** Source information follows **

PR #726, opened 2021-08-03
refactor: replace import helper

huozhi:
Use import expression injection to replace with `@babel/helper-module-imports`

Currently styled-jsx has inconsistence behavior between `styled-jsx/style` and `styled-jsx/css` imports.

`addDefault` helper will emit `styled-jsx/style` code based on babel `sourceType`, but `resolve` tags imported from `styled-jsx/css` aren't handled if it's in `sourceType="script"` mode

For example, the code below won't be transpiled

```js
const css = require('styled-jsx/css')

exports.normal = css.resolved`p { color: blue }`
exports.resolved = css`p { color: red }`
```

But any `<style jsx>` usage in commonjs module will be transpiled and inject the imports/require.

Import declarations can be easily captured in AST traversal, but require expressions (w/ or w/o module interop) is hard to be captured. Such as`styled-jsx/css` is using this way to transpile `css` related usages.

It's better to only support ESM transform and let other plugin for example (commonjs plugin) to handle the ESM to CJS transform.

### Suggested Usage

Use ESModule syntax for jsx styles. If you want to transformed to CJS, use commonjs plugin


src/babel.js
```diff
@@ -288,16 +289,20 @@ export default function({ types: t }) {
...
-          )
+          // create unique identifier for _JSXStyle component
+          state.styleComponentImportName = path.scope.generateUidIdentifier(
+            STYLE_COMPONENT
+          ).name
+          const importDeclaration = createReactComponentImportDeclaration(state)
+          state.styleImportPath = path.unshiftContainer(
+            'body',
+            importDeclaration
+          )[0]
```
giuseppeg, line 305: Now we can move this to `Program.exit` and avoid to insert it here to then remove it at the end if it was not needed

huozhi: I did this because if it's not been used it could be removed at exit after other transform.

e.g.

```
inject imports
transform to cjs by other plugin
detect usage (not used)
remove tranfromed imports (cjs require)
```

If we directly inject at exit, commonjs plugin doesn't take effect

huozhi: Updated. I thought it won't work with cjs plugin, turns out it could.

giuseppeg (approved):

PR #730, opened 2021-08-06
perf: drop babel 6 support

TrySound:
It's been a while since babel 7 is out. I think it makes sense to get
rid from old babel dependencies and bump to the latest version.


giuseppeg:
Thanks @TrySound ! we are preparing a release with breaking changes and temporarily merging to `alpha` can you change the base branch?

huozhi (approved):
@TrySound Thank you!

Issue #733, opened 2021-08-16
Support ESM import syntax for plugins


Divlo:
#### What is the current behavior?

Currently, `styled-jsx` plugins can't be written with ESM imports syntax because it requires the import instead of using [dynamic import](https://wiki.developer.mozilla.org/en-US/docs/Web/JavaScript/Reference/Statements/import#Dynamic_Imports) syntax.

The problematic line of code is: https://github.com/vercel/styled-jsx/blob/e41c6fe488b7c25ddc2a8033106f1df424986ccc/src/_utils.js#L530

#### What is the expected behavior?

`styled-jsx` should be able to work with plugins written with ESM.

Related: https://github.com/Thream/styled-jsx-plugin-sass/issues/68

PR #735, opened 2021-08-17
chore: use modern eslint and limit engines

huozhi:
* replace `xo` with modern `eslint`
* replace `mz` with `fs/promises`
* require engine node >= 10.0

This can be precondition for unlock ESM module support requirement in #733

### DIFF
--- a/package.json
+++ b/package.json
@@ -94,7 +94,7 @@
     "react": ">= 16.8.0 || 17.x.x || 18.x.x"
   },
   "engines": {
-    "node": ">= 10"
+    "node": ">= 12.0.0"
   },
   "keywords": [
     "babel-plugin-macros",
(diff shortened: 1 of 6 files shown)


package.json
```diff
@@ -78,19 +81,21 @@
...
     "react-dom": "17.0.1",
-    "semantic-release": "17.2.2",
-    "xo": "0.24.0"
+    "semantic-release": "17.2.2"
   },
   "peerDependencies": {
     "react": ">= 16.8.0 || 17.x.x || 18.x.x"
   },
+  "engines": {
+    "node": ">= 10"
```
giuseppeg, line 97: I think that we can drop support for 10 (and probably 12). What does Next.js support?

giuseppeg (dismissed):

package.json
huozhi: switched to `node >= 12.0.0`, aligning with next.js

giuseppeg (approved):

PR #739, opened 2021-08-27
fix: mark @babel/core as optional peer dependency

Unbuttun:
Fixes The missing dependency error that comes while installing it through `Yarn 2, Yarn 3`.
 and also fixes https://github.com/vercel/styled-jsx/issues/736

Error - 
`
styled-jsx@npm:4.0.0 [78a22] doesn't provide @babel/core (pad17e), requested by @babel/plugin-syntax-jsx
`

The user needs to add 
```yml
packageExtensions:
  styled-jsx@*:
    dependencies:
      "@babel/core": "*"
 ```
in .yarnrc.yml  even when they're not using this dependency directly, for example while using next.js

### CODE REVIEW

File: package.json [hunk 1]
```diff
@@ -59,6 +59,7 @@
     }
   },
   "dependencies": {
+    "@babel/core": "7.12.3",
```
huozhi, line 62: This jsx plugin should use `@babel/core` on user side so we don't want it to become dependency.

We can add the meta field to package.json to declare it as optional

```json
"peerDependenciesMeta": {
  "@babel/core": {
    "optional": true
  }
}
```

Unbuttun: Thanks for the, did not knew this option existed.

huozhi (approved):

huozhi:
Thanks!

0899279111:
h

0899279111 (approved):

PR #747, opened 2021-09-06
[WIP][COMPARISON] upgrade stylis

huozhi:
This is a draft PR to check the effects of upgrading to latest stylist

- [ ] Understand reason of duplicated class names generated
- [ ] Disabling nesting


ywroh:
The reason that the duplicate class name is created is that the element was added redundantly in the namespace, which is stylis middleware.

I modified this content and made a pull request to the stylis repository as follows.

[https://github.com/thysultan/stylis.js/pull/282](url)

huozhi:
@ywroh looks like it's by designed (https://github.com/thysultan/stylis.js/issues/101)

** End of Source information **

Wherever the string "core" is found in the entries, copy the line it sits in.

Written response.
fix: mark @babel/core as optional peer dependency
styled-jsx@npm:4.0.0 [78a22] doesn't provide @babel/core (pad17e), requested by @babel/plugin-syntax-jsx
      "@babel/core": "*"
+    "@babel/core": "7.12.3",
huozhi, line 62: This jsx plugin should use `@babel/core` on user side so we don't want it to become dependency.
  "@babel/core": {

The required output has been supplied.